| What you are asked to do |
The listing that follows is to be output in full and without change.

[[ Stored data open ]]

PR #3092, opened 2019-06-21
Robots.txt from theme

shkodasv:
### Related issues
https://github.com/DivanteLtd/vue-storefront/issues/2110

It is more flexible to have robots.txt in the theme instead of src/server/robots.js

### DIFF
--- a/src/server/robots.js
+++ b/src/server/robots.js
@@ -1,6 +1,6 @@
 const fs = require('fs')
 const themePath = require('../../core/build/theme-path')
-const robots = `${themePath}/assets/robots.txt`
+const robots = `${themePath}/robots.txt`
 
 module.exports = expressApp => {
   expressApp.get('/robots.txt', (req, res) => {
--- a/src/server/robots.js
+++ b/src/server/robots.js
@@ -1,6 +1,14 @@
+const fs = require('fs')
+const themePath = require('../../core/build/theme-path')
+const robots = `${themePath}/assets/robots.txt`
 
-module.exports = (expressApp) => {
+module.exports = expressApp => {
   expressApp.get('/robots.txt', (req, res) => {
-    res.end('User-agent: *\nDisallow: ')
+    if (fs.existsSync(robots)) {
+      res.type('text/plain')
+      res.sendFile(robots)
+    } else {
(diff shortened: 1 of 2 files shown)


src/server/robots.js
```diff
@@ -1,6 +1,14 @@
...
 
-module.exports = (expressApp) => {
+module.exports = expressApp => {
   expressApp.get('/robots.txt', (req, res) => {
-    res.end('User-agent: *\nDisallow: ')
+    if (fs.existsSync(robots)) {
+      res.type('text/plain')
+      res.sendFile(robots)
+    } else {
+      res.end('User-agent: *\nDisallow: ')
```
pkarw: I believe it might be even a simpler solution just adding a static file server for robots.txt in the `core/scripts/server.js` (https://github.com/DivanteLtd/vue-storefront/blob/e14a2a0abde6f71a48e21c8e694b5502e50d3aa3/core/scripts/server.js#L112) + creating a default file with the `User-agent: *\nDisallow`)

filrak: @pkarw don't you think such case-specific things shouldn't land in core?

filrak: Maybe we should have a directory in theme that maps directly to server root path so people can put there whatever they want (we should also place assets in there)

filrak:
Could you please tell motivation why it's better to have it theme? From my PoV it adds unnecessary complexity

src/server/robots.js
pkarw: Sure, there should be assets server bound to robots.txt from these exactly as we do have with the assets  (see example above)

shkodasv:
@filrak 
Hello!
Because the theme is safe place to put everything specific to project. When we have robots.txt in src/server/robots.js it is hard to have different robots.txt for different themes, hard to update it, also a possibility to override the file during upgrade.

filrak:
@shkodasv I'm not convinced. can you please give a real-world example when such thing is needed?
It's something that could potentially break others stores in a future if refactored/changed so new api should be included only if absolutely necessary.

pkarw:
Closing becuase there are better ways to handle this issue (static file hosting via proxy or just assets + alias)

[[ Stored data closed ]]

| Exercise output |
PR #3092, opened 2019-06-21
Robots.txt from theme

shkodasv:
### Related issues
https://github.com/DivanteLtd/vue-storefront/issues/2110

It is more flexible to have robots.txt in the theme instead of src/server/robots.js

### DIFF
--- a/src/server/robots.js
+++ b/src/server/robots.js
@@ -1,6 +1,6 @@
 const fs = require('fs')
 const themePath = require('../../core/build/theme-path')
-const robots = `${themePath}/assets/robots.txt`
+const robots = `${themePath}/robots.txt`
 
 module.exports = expressApp => {
   expressApp.get('/robots.txt', (req, res) => {
--- a/src/server/robots.js
+++ b/src/server/robots.js
@@ -1,6 +1,14 @@
+const fs = require('fs')
+const themePath = require('../../core/build/theme-path')
+const robots = `${themePath}/assets/robots.txt`
 
-module.exports = (expressApp) => {
+module.exports = expressApp => {
   expressApp.get('/robots.txt', (req, res) => {
-    res.end('User-agent: *\nDisallow: ')
+    if (fs.existsSync(robots)) {
+      res.type('text/plain')
+      res.sendFile(robots)
+    } else {
(diff shortened: 1 of 2 files shown)


src/server/robots.js
```diff
@@ -1,6 +1,14 @@
...
 
-module.exports = (expressApp) => {
+module.exports = expressApp => {
   expressApp.get('/robots.txt', (req, res) => {
-    res.end('User-agent: *\nDisallow: ')
+    if (fs.existsSync(robots)) {
+      res.type('text/plain')
+      res.sendFile(robots)
+    } else {
+      res.end('User-agent: *\nDisallow: ')
```
pkarw: I believe it might be even a simpler solution just adding a static file server for robots.txt in the `core/scripts/server.js` (https://github.com/DivanteLtd/vue-storefront/blob/e14a2a0abde6f71a48e21c8e694b5502e50d3aa3/core/scripts/server.js#L112) + creating a default file with the `User-agent: *\nDisallow`)

filrak: @pkarw don't you think such case-specific things shouldn't land in core?

filrak: Maybe we should have a directory in theme that maps directly to server root path so people can put there whatever they want (we should also place assets in there)

filrak:
Could you please tell motivation why it's better to have it theme? From my PoV it adds unnecessary complexity

src/server/robots.js
pkarw: Sure, there should be assets server bound to robots.txt from these exactly as we do have with the assets  (see example above)

shkodasv:
@filrak 
Hello!
Because the theme is safe place to put everything specific to project. When we have robots.txt in src/server/robots.js it is hard to have different robots.txt for different themes, hard to update it, also a possibility to override the file during upgrade.

filrak:
@shkodasv I'm not convinced. can you please give a real-world example when such thing is needed?
It's something that could potentially break others stores in a future if refactored/changed so new api should be included only if absolutely necessary.

pkarw:
Closing becuase there are better ways to handle this issue (static file hosting via proxy or just assets + alias)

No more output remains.